Jun 04 2013 -
By U.S. Rep. Kevin Brady
As the federal government once again approaches the upper limit on its legal authority to borrow more money, Congress must carefully consider its options.
President Obama insists on a "clean" debt limit increase, no strings attached, so the government can continue its borrowing binge. Some members of Congress want to link the debt limit increase to future spending cuts or even fundamental tax reform. While each approach has its share of advocates and detractors, I believe there is a better alternative: fixing the growth gap.
The single greatest force for deficit reduction is a growing economy. According to the administration's latest estimates, a 1-percentage-point increase in the annual rate of economic growth would reduce the federal budget deficit by $3.5 trillion over the next 10 years.
Unfortunately, we are suffering from a serious growth gap. Since the official end of the last recession in 2009, our economy has performed well below average, racking up a cumulative $1.2 trillion shortfall in economic output and creating 4 million fewer jobs, compared to the typical post-World War II recovery. At our current rate of recovery, we will never close the gap.
What does more growth mean for Texas? Every additional 1 percentage point of economic growth is worth an extra $400 a year in income for every Texan or, cumulatively, close to $25,000 over a decade.
Fixing the growth gap will require a number of federal policy changes, including a sound dollar and a sensible budget process. I have introduced legislation in Congress to address each of these areas.
The Sound Dollar Act would reform the Federal Reserve. Americans have seen the value of the dollar slowly decline due to the steady erosion of inflation.
Inflation destroys savings, impedes planning and discourages investment. That means less productivity and a lower standard of living. Requiring the Fed to focus on preserving the purchasing power of the dollar will create a solid foundation for economic growth.
The Maximizing America's Prosperity (MAP) Act would reform the federal budget process. A rising federal debt is merely a symptom of the real problem. The government spends too much.
When former President Clinton declared "the era of big government is over," federal spending - excluding interest on the debt - was less than 17 percent of the economy. Today, spending is nearly 20 percent. That's a difference of more than $400 billion a year.

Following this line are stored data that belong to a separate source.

PR #1493, opened 2020-10-13
HDDS-4327. Potential resource leakage using BatchOperation.

bharatviswa504:

Potential resource leakage using BatchOperation.

Use try enclosed resource/close the batch once after it usage is completed.

https://issues.apache.org/jira/browse/HDDS-4327

## How was this patch tested?

Existing tests.

### DIFF
--- a/hadoop-hdds/server-scm/src/main/java/org/apache/hadoop/hdds/scm/container/SCMContainerManager.java
+++ b/hadoop-hdds/server-scm/src/main/java/org/apache/hadoop/hdds/scm/container/SCMContainerManager.java
@@ -41,6 +41,7 @@ import org.apache.hadoop.hdds.scm.exceptions.SCMException;
 import org.apache.hadoop.hdds.scm.pipeline.Pipeline;
 import org.apache.hadoop.hdds.scm.pipeline.PipelineManager;
 import org.apache.hadoop.hdds.scm.pipeline.PipelineNotFoundException;
+import org.apache.hadoop.hdds.utils.db.BatchOperation;
 import org.apache.hadoop.hdds.utils.db.BatchOperationHandler;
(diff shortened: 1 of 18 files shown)


hadoop-hdds/server-scm/src/main/java/org/apache/hadoop/hdds/scm/container/SCMContainerManager.java
```diff
@@ -397,33 +399,29 @@ public void updateDeleteTransactionId(Map<Long, Long> deleteTransactionMap)
...
       return;
     }
-    org.apache.hadoop.hdds.utils.db.BatchOperation batchOperation =
-        batchHandler.initBatchOperation();
-    lock.lock();
-    try {
-      for (Map.Entry<Long, Long> entry : deleteTransactionMap.entrySet()) {
+    try(org.apache.hadoop.hdds.utils.db.BatchOperation batchOperation =
+        batchHandler.initBatchOperation()) {
+      lock.lock();
```
hanishakoneru, line 404: Shouldn't lock() be called outside the try block? If there is a chance that the initBatchOperation() can fail, then lock.unlock() would throw IllegalMonitorStateException as the lock is not held by it.

hanishakoneru (commented):
Thanks @bharatviswa504 for fixing this. 
Have one question (posted inline). LGTM otherwise.

hadoop-hdds/server-scm/src/main/java/org/apache/hadoop/hdds/scm/container/SCMContainerManager.java
bharatviswa504: Good catch. Fixed in the latest commit.

hanishakoneru:
Thanks @bharatviswa504. +1 for merge.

The MAP Act would impose a realistic cap on non-interest federal spending, prioritize programs, provide the president a line-item veto, create a sunset commission and prevent government shutdowns. By reducing the size and scope of government, these common sense reforms will provide much needed fiscal discipline. History shows lower spending is more beneficial to the economy than higher taxes.
Failure to increase the debt limit will lead to a government default, a further downgrade in our nation's credit rating and higher interest payments on the federal debt. But our desire to avoid these dire outcomes is not an excuse to continue business as usual. Legislation to increase the debt limit provides a perfect opportunity to change the way Washington works.
Changing Washington benefits Texas. A sound dollar and a sensible budget policy are vital to our nation's economy. Congress and the president must work together to fix the growth gap, create greater prosperity, and restore fiscal responsibility.
Brady, a Republican representing The Woodlands, is chairman of the U.S. Congress Joint Economic Committee.